Sketch of the (dimensionless) energy density profiles ${\mathcal{W}}_0$ (e.g., dotted line) and $\mathcal{W}$ (e.g., solid line) as a function of the distance $\tilde{r}$ to the initial contact point. The dashed horizontal double arrows highlight two domains, corresponding to (i) $\tilde{r}\gg a$, where the (dimensionless) elastic energy densities $\mathcal{W}$ and ${\mathcal{W}}_0$ are similar, and (ii) $\tilde{r}\ll \delta$, where they are different.

Figure 6

Strain energy density function given by the incompressible Gent material model $W=-\frac{1}{2}\mu J_m\log \{1-[(I_1-3)/J_m]\}$ [21], with $J_m=97$, plotted in log-log scales (black solid line). Note that $J_m+3$ is the limiting value of the first invariant $I_1$. The strain energy density function for the neo-Hookean material is plotted with a dashed line.
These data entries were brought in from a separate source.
PR #377, opened 2026-04-20
Fix device_metadata_handler to ignore non-localhost key data event

benle7:
What I did:
I updated device_metadata_handler in hostcfgd so that hostname, timezone, and rsyslog handling run only when the CONFIG_DB notification is for the localhost row. For any other DEVICE_METADATA key (for example bmc), the handler logs once at INFO and returns without calling hostname_update, timezone_update, or rsyslog_config.

Why I did it:
DEVICE_METADATA can have multiple keys; host settings live under localhost, while BMC fields live under bmc. The handler used to ignore the row key and always ran hostname logic, so bmc updates passed a dict without hostname, which produced ERR (“Hostname was not updated: Empty not allowed”).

The two gray straight lines indicate slopes 1 and 2, i.e., values of the local exponent ${\alpha }_1$ equal to 1 and 2. Here, $I_{10}^{*}$ is the value of the first invariant beyond which the local exponent is larger than $3/2$.

Figure 7

(a) Snapshots of the experiment of loading a needle (diameter $D$ and grafted with about 5-nm layer of polydimethylsiloxane chains) inside the gel with a thin layer of silicone oil (AR20, Sigma Aldrich) on its surface. The oil above the gel reduces friction by lubricating the contact between the needle and the gel during indentation. The red dye demarcates the interface between the gel and silicone oil. After unloading the needle from the gel, the dyed interface retracts to its original position, showing that there was no fracture in the gel. (b) For these experiments of loading a sharp needle (inset) inside the gel ($\mu =478\mathrm{Pa}$), the nondimensional force $P/\mu D^2$ varies almost as the square of the nondimensional displacement $\delta /D$. An uncertainty analysis yields the value of the power of $\delta /D$ as $1.99\pm 0.03$. (c) When the same needle is indented in the gel while undergoing vertical vibrations, a fine fracture is induced by the indentation. The needle undergoes square-wave oscillations (amplitude of vibration of about 0.64 mm) along its axial direction, which were generated by a waveform generator (Agilent, Model 33120A), connected to a mechanical oscillator (Pasco Scientific, Model No: SF-9324) via an amplifier (Sherwood, Model No: RX-4105).